## Problem
Include only the line with "(We don't *downgrade* a dependency though.)" and the lines after it, each reproduced exactly as it stands in the entries below.

Start of Data extract

PR #5382, opened 2020-09-30
For all but patch releases, update known dependencies

jskeet:
This change also expands the list of known defaulted dependencies.

(We don't *downgrade* a dependency though.)


amanda-tarafa (approved):
LGTM

PR #5390, opened 2020-10-01
Fix generation by removing a previous tweak

jskeet:
This is a legacy from preivous resource name generation (and API
configuration). The using directive is no longer required - and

End of Data extract

## Answer box
(We don't *downgrade* a dependency though.)


amanda-tarafa (approved):
LGTM

PR #5390, opened 2020-10-01
Fix generation by removing a previous tweak

jskeet:
This is a legacy from preivous resource name generation (and API
configuration). The using directive is no longer required - and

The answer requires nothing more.